Problem to solve ▸
Whenever "useful" occurs in a line of the material, list that line.

=-=-=

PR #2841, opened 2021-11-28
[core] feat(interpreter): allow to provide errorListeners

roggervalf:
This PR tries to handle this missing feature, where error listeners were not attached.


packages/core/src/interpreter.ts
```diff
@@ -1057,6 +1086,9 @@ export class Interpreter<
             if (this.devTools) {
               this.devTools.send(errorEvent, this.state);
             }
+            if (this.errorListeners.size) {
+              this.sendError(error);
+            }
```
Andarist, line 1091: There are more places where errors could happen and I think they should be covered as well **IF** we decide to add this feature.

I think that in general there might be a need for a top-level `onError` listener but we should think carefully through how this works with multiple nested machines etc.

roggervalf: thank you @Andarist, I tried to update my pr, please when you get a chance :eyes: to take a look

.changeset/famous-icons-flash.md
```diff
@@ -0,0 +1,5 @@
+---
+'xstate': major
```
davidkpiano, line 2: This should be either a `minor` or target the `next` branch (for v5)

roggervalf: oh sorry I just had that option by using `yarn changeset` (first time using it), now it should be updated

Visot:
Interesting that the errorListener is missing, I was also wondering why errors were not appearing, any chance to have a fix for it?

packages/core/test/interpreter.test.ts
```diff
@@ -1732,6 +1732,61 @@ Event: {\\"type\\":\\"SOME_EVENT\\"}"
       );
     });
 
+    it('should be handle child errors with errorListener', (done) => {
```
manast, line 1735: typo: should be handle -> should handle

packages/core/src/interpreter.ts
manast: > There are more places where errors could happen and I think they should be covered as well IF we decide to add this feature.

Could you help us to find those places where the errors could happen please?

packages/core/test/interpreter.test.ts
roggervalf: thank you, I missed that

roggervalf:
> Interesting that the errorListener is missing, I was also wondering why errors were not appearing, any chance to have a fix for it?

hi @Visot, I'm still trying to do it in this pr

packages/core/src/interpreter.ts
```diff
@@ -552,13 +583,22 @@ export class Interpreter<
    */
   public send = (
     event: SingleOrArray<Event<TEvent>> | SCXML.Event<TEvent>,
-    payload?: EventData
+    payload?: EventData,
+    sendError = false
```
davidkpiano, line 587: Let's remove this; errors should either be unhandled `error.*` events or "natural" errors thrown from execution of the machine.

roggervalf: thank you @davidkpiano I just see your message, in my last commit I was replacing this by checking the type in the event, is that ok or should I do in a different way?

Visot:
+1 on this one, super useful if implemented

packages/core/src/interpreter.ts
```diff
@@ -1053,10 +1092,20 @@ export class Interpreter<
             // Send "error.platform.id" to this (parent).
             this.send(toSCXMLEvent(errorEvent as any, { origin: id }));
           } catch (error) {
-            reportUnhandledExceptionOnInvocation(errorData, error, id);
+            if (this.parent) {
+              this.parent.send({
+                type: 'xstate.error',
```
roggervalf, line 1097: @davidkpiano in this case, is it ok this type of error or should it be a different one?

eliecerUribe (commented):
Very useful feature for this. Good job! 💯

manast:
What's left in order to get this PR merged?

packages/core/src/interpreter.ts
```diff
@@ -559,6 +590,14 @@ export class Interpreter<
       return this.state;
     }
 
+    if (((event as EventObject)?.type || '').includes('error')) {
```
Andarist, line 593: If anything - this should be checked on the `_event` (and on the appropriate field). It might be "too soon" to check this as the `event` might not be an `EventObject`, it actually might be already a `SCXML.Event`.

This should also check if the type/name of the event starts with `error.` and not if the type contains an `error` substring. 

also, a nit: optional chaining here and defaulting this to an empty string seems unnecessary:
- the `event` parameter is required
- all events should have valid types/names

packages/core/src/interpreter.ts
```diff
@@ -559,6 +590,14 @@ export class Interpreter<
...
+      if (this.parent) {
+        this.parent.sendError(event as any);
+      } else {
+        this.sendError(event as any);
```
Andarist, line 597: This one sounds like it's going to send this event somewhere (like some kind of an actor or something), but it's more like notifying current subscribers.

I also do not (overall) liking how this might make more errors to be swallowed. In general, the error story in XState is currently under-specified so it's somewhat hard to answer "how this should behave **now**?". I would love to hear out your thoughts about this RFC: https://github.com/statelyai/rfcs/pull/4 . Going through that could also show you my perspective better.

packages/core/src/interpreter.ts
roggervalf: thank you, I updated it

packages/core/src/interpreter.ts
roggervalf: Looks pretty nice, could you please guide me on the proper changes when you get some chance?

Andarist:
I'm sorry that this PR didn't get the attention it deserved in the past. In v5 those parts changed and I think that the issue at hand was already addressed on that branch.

=-=-=

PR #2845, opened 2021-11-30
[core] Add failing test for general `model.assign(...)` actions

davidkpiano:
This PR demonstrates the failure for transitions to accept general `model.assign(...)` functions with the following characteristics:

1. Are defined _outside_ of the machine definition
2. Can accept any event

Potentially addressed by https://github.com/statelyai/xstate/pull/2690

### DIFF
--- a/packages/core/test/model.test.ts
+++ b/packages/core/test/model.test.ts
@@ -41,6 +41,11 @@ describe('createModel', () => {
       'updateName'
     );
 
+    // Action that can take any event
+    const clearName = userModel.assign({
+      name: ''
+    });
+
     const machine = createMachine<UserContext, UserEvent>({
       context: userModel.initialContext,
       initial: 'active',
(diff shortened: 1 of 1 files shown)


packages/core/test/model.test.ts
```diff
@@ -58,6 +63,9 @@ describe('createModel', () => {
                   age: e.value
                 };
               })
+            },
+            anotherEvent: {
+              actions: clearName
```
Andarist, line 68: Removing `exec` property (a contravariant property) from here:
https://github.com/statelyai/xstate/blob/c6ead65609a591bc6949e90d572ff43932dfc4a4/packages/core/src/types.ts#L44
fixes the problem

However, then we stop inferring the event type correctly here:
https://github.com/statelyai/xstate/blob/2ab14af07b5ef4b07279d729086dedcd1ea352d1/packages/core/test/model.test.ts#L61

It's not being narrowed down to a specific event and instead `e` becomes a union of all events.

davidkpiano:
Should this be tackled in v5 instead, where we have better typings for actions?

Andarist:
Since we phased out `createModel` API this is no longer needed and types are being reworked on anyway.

=-=-=

Expected answer ▸
+1 on this one, super useful if implemented
Very useful feature for this. Good job! 💯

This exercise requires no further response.